West Virginia Press Association
CHESTER, W.Va. — Contractors Modjeski & Masters are designing plans for permanent repairs to the Jennings Randolph Bridge in Chester, as West Virginia Division of Highways (WVDOH) bridge engineers prepare to reopen the span.
The bridge, which carries US 33 across the Ohio River between Chester, West Virginia, and East Liverpool, Ohio, was closed on Monday, December 11, 2023, after a federally mandated inspection discovered cracking in two welds on the steel bridge structure. The cracks were not visible to the naked eye, but the WVDOH, in an abundance of caution, decided to close the bridge to come up with a repair plan.
The two cracks were arrested using dogbone repairs performed by WVDOH bridge repair crews from Central Forces, or CenForce. In a dogbone repair, two holes are drilled parallel to one another below and above the crack, then the holes are connected with a horizontal cut through the steel. The horizontal cut stops the crack from getting any bigger.
At the same time, Modjeski & Masters conducted additional inspections on the bridge to look for additional defects, while WVDOH bridge engineers continued evaluating the structure and planning for future repairs.
Crews from CenForce cut access holes into the steel bridge beams to allow contractors inside to inspect the welds from the inside out. WVDOH bridge engineers have been in constant communication with inspectors and contractors to determine the the best and fastest way to repair the bridge and reopen it to traffic.
The Jennings Randolph Bridge was built in 1977 using T-1 steel. At the time, welded T-1 steel was common in bridge construction, but it was later discovered that cracks could develop in the welds joining the beams. Cracks in T-1 steel welds led to the closure of the Interstate 64 Sherman Minton Bridge in Louisville, Kentucky, in 2011, and the Interstate 40 Hernando de Soto Bridge in Memphis in 2021.
Welding codes were amended in the 1990s, and all T-1 steel was required to pass inspection before leaving the factory.
Recently, the federal government required specialized testing on all bridges made with T-1 steel. Special testing on bridges made with T-1 steel has since been conducted on bridges all over the United States.

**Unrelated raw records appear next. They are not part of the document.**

Issue #304, opened 2022-03-11
ondoubeclick/onblur events doesn’t work


hanpei:
**Problem**

some event listener did not work on web platform,
e.g "ondoubleclick" / "onblur" / "onfocusout",
but "onclick" / "oninput" works well.

```
 label {
            ondoubleclick: move |e| {
                info!("double click");
                editing.set(*id);
            },
            "{title}",
        }

input {
         onblur: move |_| {
              editing.set(0);
              info!("onblur")
          },
}
```

**Environment:**
 - Dioxus = { version="0.2.3", features=["web"] }
 - Rust version: [e.g. 1.59.0, `stable `]
 - OS info: [e.g. MacOS]
 - App platform: [e.g. `web`]

mpfaff:
> You can use `onfocusin` and `onfocusout` instead to get the same effect.

`onfocusout` panics for me:

```
panicked at 'unsupported event type', ~/.cargo/registry/src/github.com-1ecc6299db9ec823/dioxus-web-0.2.1/src/dom.rs:378:13
```

rMazeiks:
@mpfaff, I've made https://github.com/DioxusLabs/dioxus/pull/422 to address the issue with `onfocusin` and `onfocusout` on the web. Until it gets merged (maintainer on vacation), you can use my fork if you trust me :smile: :

```
[patch.crates-io]
dioxus = { git = "https://github.com/rMazeiks/dioxus.git", branch="fix-web-missing-event-types" }
```

PR #452, opened 2022-06-22
Fix nonbubbling web events

### LINKED ISSUE #248: Mouseenter/mouseleave does not work properly with event delegation
**Problem**

Due to how we use listener multiplexing, all mouseenter events actually trigger on the root element rather than the target element. This means we cannot determine which element was the cause of the event and we cannot actually call the event. 

For most cases you should use mouseover because it's essentially mouseover but with proper bubbling.

**Steps To Reproduce**
We would expect this example to produce both mouseentered/mouseover events, but we only get mouse over events. If we attach JS handlers through arbitrary attribute support, then we can get logs from JS.

```rust
use dioxus::{events::onmouseover, prelude::*};

fn main() {
    dioxus::desktop::launch(app);
}

    cx.render(rsx! {
        div {
            background: "red",
            onmouseenter: |_| {
                println!("mouse entered");
            },
            "onmouseenter": "console.log('mouse entered')",
            onmouseleave: |_| {
                println!("mouse leave");
            },
            "onmouseleave": "console.log('mouse left')",
            onmouseover: move |_| {
                println!("mouse over");
            },
            onmouseout: move |_| {
                println!("mouse out");
            },
            "hi"
        }
    })
}
```
**Expected behavior**

Mouseenter should behave properly.

**Environment:**
 - Dioxus version: [e.g. v0.17, `master`]
 - Rust version: [e.g. 1.43.0, `nightly`]
 - OS info: [e.g. MacOS]
 - App platform: [e.g. `web`, `desktop`]

**Questionnaire**

How does React/Infero/Preact handle this case with event delegation?

Demonthos:
Handles bubbling events in the virtual dom and web interpreter. It uses the global event handler map if the event bubbles otherwise it uses creates an event handler that is specific to the element.
fixes #248, #304, and #416


jkelleyrtp:
Looks good!


My only nit: in the listener map I think it'd be better to have add/remove as single methods with a conditional on the bubbling inside the methods themselves.

jkelleyrtp (approved):

PR #455, opened 2022-06-24
fix tui event tests

Demonthos:
Updates the tests with the focus system (tab to focus the element before triggering the keydown event). This also uses a future that is tracks the number of times it has been polled instead of using a timer, which should make failing tests faster and generally make the test more sound.


jkelleyrtp (approved):
Much better - the poll mechanics could be used elsewhere in our testing. Definitely an improvement over JS where the specifics of the event loop are fuzzy WRT user code.

PR #458, opened 2022-06-25
change the hot_reload feature to hot-reload

mrxiaozhuox:
I think use `hot-reload` is better


Demonthos:
I agree hot-reload is more consistent with native-core features in dioxus, could you change the hot_reload feature in the other crates (core-macro, decktop, web, etc) to match?

Demonthos (approved):
looks good

PR #459, opened 2022-06-25
Clean up rsx imports for components and tests

Demonthos:
There is some duplication in the imports when tests or components need to use the rsx macro. This PR extracts the necessary imports into a package. This makes changing the rsx macro easier and adds support for hot_reloading for the router.


jkelleyrtp:
This is fine for now to get master compiling again, but I think it would be ultimately worthwhile to not need the rsx-prelude package.

Demonthos:
> This is fine for now to get master compiling again, but I think it would be ultimately worthwhile to not need the rsx-prelude package.

I was lazy squashing fixing hot reloading router compatibility, fixing keys, and refactoring into one, but I could easily pull out specific parts if you want me to.
All of this could be done without the rsx-prelude package, by just copy pasting the imports.

PR #949, opened 2023-04-09
Add timeout count example

pickfire:
https://jakelazaroff.com/words/were-react-hooks-a-mistake/ Although dioxus have its own foot guns like infinite loop but I noticed some parts feels more explicit while some parts are more magical.


Demonthos:
I'm not sure this is distinct enough from the [button example](https://github.com/DioxusLabs/dioxus/blob/9571adea3068bee5f62e2229004cb873e8dcabaa/examples/button.rs) (with futures triggered by a button) and the [readme example](https://github.com/DioxusLabs/dioxus/blob/9571adea3068bee5f62e2229004cb873e8dcabaa/examples/readme.rs) (with a button that increments a count) to warrant a separate example.

It could see it being beneficial to add a note in the guide about Gloo for more ergonomic JavaScript API bindings and [async-std](https://docs.rs/async-std/latest/async_std/) as an alternative to Tokio on WASM.

pickfire:
> I'm not sure this is distinct enough from the [button example](https://github.com/DioxusLabs/dioxus/blob/9571adea3068bee5f62e2229004cb873e8dcabaa/examples/button.rs) (with futures triggered by a button)

It's not just about triggering a future, it also needs to print the value from the counter which is incremented from the button, inspired by https://jakelazaroff.com/words/were-react-hooks-a-mistake/, I saw on dioxus blog that dioxus also takes in react issues, but I am surprised I don't get the same foot gun here.

jkelleyrtp:
Thanks for the example!

PR #954, opened 2023-04-11
Fix Linux Wry dependencies

Demonthos:
When wry was updated the required version of libwebkit2gtk was updated. This bumps the version in CI and docs to hopefully fix the Linux CI


jkelleyrtp:
Thank you!

PR #960, opened 2023-04-15
fix: Update logos and custom assets example

marc2332:
- Updated the default app window icon of `dioxus-desktop`
- Updated the  custom assets example dioxus logo
- Removed old code from the custom assets example

image


Demonthos (approved):
Thank You

Issue #595, opened 2022-10-17
idiomatic way of uploading files


neevek:
Hi,
I am using Dioxus to write a simple file server, which is designed to support uploading multiple files at once, I tried to handle the upload action with a normal `onsubmit` event handler, when I select multiple files, `event.values` contains only once file with a weird file path, which looks like a file path on Windows, but I am testing on a Mac:
```
{"file": "C:\\fakepath\\testfile.txt"}
```

I have the following code for the form:
```rust
form {
    prevent_default: "onsubmit",
    onsubmit: handle_upload_files,
    method: "post",
    enctype: "multipart/form-data",
    input {
        r#type: "file",
        name: "file",
        multiple: "true",
    }
    input {
        r#type: "submit",
        value: "Upload"
    }
}
```

And how do I upload files with that file path?

santokalayil:
Same issue here.. Help us to find a solution.

Issue #426, opened 2022-05-26
Add support for native system dialog


st-little:
## Specific Demand

Add support for native system dialog such as [electron dialog](https://www.electronjs.org/docs/latest/api/dialog)

rMazeiks:
Agreed, this would be a nice feature!

In the meantime, consider workarounds:

- Using a library for these dialogs. [native-dialog](https://lib.rs/crates/native-dialog) sounds like what you're looking for
- For files, `<input type="file">` might do what you need

mrxiaozhuox:
> I recommend using NFD directly in handlers - we will be integrating NFD into file input elements in a future release.

use `NFD` replace `<input type="file">` or just add a file-dialog component ?

jkelleyrtp:
> > I recommend using NFD directly in handlers - we will be integrating NFD into file input elements in a future release.
> 
> use `NFD` replace `<input type="file">` or just add a file-dialog component ?

Our `input` element used in desktop will need to support onlick -> NFD (which it doesn't) and register a background file-handler with wry for drag-and-drop onto it.

jkelleyrtp:
In #692 , we finally run the VirtualDom on the main thread, unlocking this capability.

jkelleyrtp:
This has been somewhat added, but we recommend deferring to RFD directly.

PR #965, opened 2023-04-18
Implement file engine on each platform

Demonthos:
The form event has a file engine property, but it is unpopulated on all platforms. This PR implements the file engine for each platform.

closes https://github.com/DioxusLabs/dioxus/issues/595
related to https://github.com/DioxusLabs/dioxus/issues/426
stacked on #938 

Todo:
- [x] Web implementation
- [x] Desktop implementation (with RFD)
- [x] Liveview implementation
- [x] Native implementation (This PR does not create file input widgets for TUI/Blitz, but the file engine can be used for those platforms once the widget is implemented)


Demonthos:
#894 introduces some utilities for queries on desktop and liveview that will be useful for the implementation on those platforms. Pausing work on this until that PR is merged or we pull out the utilities from that PR

Demonthos:
File events are working on all platoforms with the following caviats:
1) Liveview file uploads serialize the binary data into text. This would be much more efficient with a binary encoding, but would require a breaking change to the adapters, so it is not implemented in this PR
2) Desktop file uploads use the [RFD](https://docs.rs/rfd/latest/rfd/) library to get the real path of files uploaded. This works great for input elements, but there is no way to set the file in Javascript to make form submissions with file uploads work on desktop. We could use the same mechanism we use for Liveview for file uploads, but we would not be able to get the full system path of the uploaded files.

jkelleyrtp:
Thank you <3

PR #973, opened 2023-04-23
added select element example

Icekey:
Added a example for the select element. 
1. The "multiple" property seems bugged. The FormEvent returns "FormEvent { value: "Option 1", values: {} }" even when multiple options are selected.
2. The "selected" property does nothing and i could not find a way to preselect one specific option.


Demonthos:
1. See https://github.com/DioxusLabs/dioxus/pull/938
2. See #974

Icekey:
Did the syntax of "onclick" change? I tried to update my example but the "onclick" event is never executed.

jkelleyrtp:
Thank you!!

Icekey:
I think the multi selection of options is still not working right. When you have multiple options selected the emitted FormEvent only contains the first selected option in the "value" field. I would have expected that the "values" field gets filled in that case. Maybe it would be better if FormData got changed to an enum so that single and multi value events have a dedicated type Instead of just leaving the unrelated field empty.

PR #976, opened 2023-04-23
Fix links in Liveview 

Demonthos:
In the desktop renderer, click events on `<a>` links are intercepted and forwarded as an event to the desktop renderer so that they can be opened in a new window of the system browser. When the LiveView renderer was created this behavior was copied.

This PR makes links open normally with the LiveView renderer instead of redirecting the event to the server.


jkelleyrtp:
Sorry this has been sitting here so long - can we fix the merge conflict?

PR #981, opened 2023-04-24
Update crossterm version

Demonthos:
Bumps the crossterm version which has new support for more terminals and key codes.


jkelleyrtp:
Thanks! Rolling this into #1131

PR #983, opened 2023-04-24
fix: change crossterm poll timeout to 10ms from 1s

### LINKED ISSUE #978: `crossterm::event::poll()` causing delayed key inputs in Dioxus TUI
**Problem**

When using text input widgets, key events register with a noticeable delay. Moving the mouse causes buffered / backlogged key events to flush, but typing without mouse movement is extremely slow.

- Clone the dioxus repo
- Run the `widgets` example in the `dioxus_tui` package 
- Enter the text or number input widget
- Type

**Expected behavior**

Typed characters should register immediately, without noticeable delay.

**Environment:**
 - Dioxus version: master (459d8d6)
 - Rust version: 1.69 stable
 - OS info: Linux
 - App platform: TUI

Mix of these two:
- [X] I would like to fix and I have a solution (Idea, but not solution)

I decreased the poll timeout from 1000ms to 10ms on line 101 of packages/rink/lib.rs for testing, and the key delays were significantly improved. There wasn't a noticable increase in CPU usage (in htop, at least), but I'm assuming the 1000ms timeout was implemented for performance-related reasons, so I'm not sure whether or not changing that would have significant drawbacks.

Happy to contribute a PR if wanted :)

willothy:
Problem: Key events were delayed signifantly in TUI widgets.
Solution: Decrease crossterm event poll timeout from 1000ms to 10ms.

Fixes #978

### DIFF
--- a/packages/rink/src/lib.rs
+++ b/packages/rink/src/lib.rs
@@ -98,7 +98,8 @@ pub fn render<R: Driver>(
     let event_tx_clone = event_tx.clone();
     if !cfg.headless {
         std::thread::spawn(move || {
-            let tick_rate = Duration::from_millis(1000);
+            // Timeout after 10ms when waiting for events
+            let tick_rate = Duration::from_millis(10);
             loop {
                 if crossterm::event::poll(tick_rate).unwrap() {
                     let evt = crossterm::event::read().unwrap();


Demonthos (approved):
Thank You! (CI error is unrelated to the changes in this PR)

PR #984, opened 2023-04-24
Fix HTML to RSX conversions example

### LINKED ISSUE #943: `dioxus translate` panics regardless of input.
**Problem**

running `dioxus translate` panics with the following error:

```
thread 'main' panicked at 'index out of bounds: the len is 0 but the index is 0', ~/.cargo/registry/src/github.com-1ecc6299db9ec823/dioxus-autofmt-0.3.0/src/element.rs:279:25
```

**Steps To Reproduce**

- run `dioxus translate` on an html file or selection (in my test case: `dioxus translate -f src/test.html`)

**Expected behavior**

There should be output for a converted RSX translation.

**Screenshots**

Screenshot from 2023-04-07 10-36-41

**Environment:**
 - Dioxus version: 0.3.0
 - Rust version: 1.68.2
 - OS info: Ubuntu 22.04 (Pop_OS! 22.04)
 - App platform: web

**Questionnaire**

Demonthos:
The autoformat package assumes that the source is non-empty, but `write_block_out` does not supply a source. This fixes the code to allow an empty source string. It also adds some tests to check the behavior of rsx-rosetta

fixes #943

### DIFF
--- a/packages/autofmt/src/element.rs
+++ b/packages/autofmt/src/element.rs
@@ -276,13 +276,12 @@ impl Writer<'_> {
         let start = location.start();
         let line_start = start.line - 1;
 
-        let this_line = self.src[line_start];
-
-        let beginning = if this_line.len() > start.column {
-            this_line[..start.column].trim()
-        } else {
-            ""
-        };
+        let beginning = self
+            .src
+            .get(line_start)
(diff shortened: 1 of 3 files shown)


jkelleyrtp:
Thank you! <3 <3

It was during one of those tests that a few cracks were identified in welds on the Jennings Randolph Bridge. Because the cracks could cause safety issues in the future, the WVDOH shut the bridge down to repair the cracks.
Modjeski & Masters completed their final inspection, completing the specialized testing, on Friday, December 22, 2023.
Modjeski & Masters identified 18 additional internal defects on welds on the bridge. Seven of those will be arrested with dogbone repairs, while the other 11 will be repaired by drilling out the bad portions of the welds.
The WVDOH has called in contractors Triton Construction Inc. to complete repairs on the bridge. Triton is currently gathering materials and equipment to start the job.
Once those permanent repairs are made the bridge will reopen to traffic.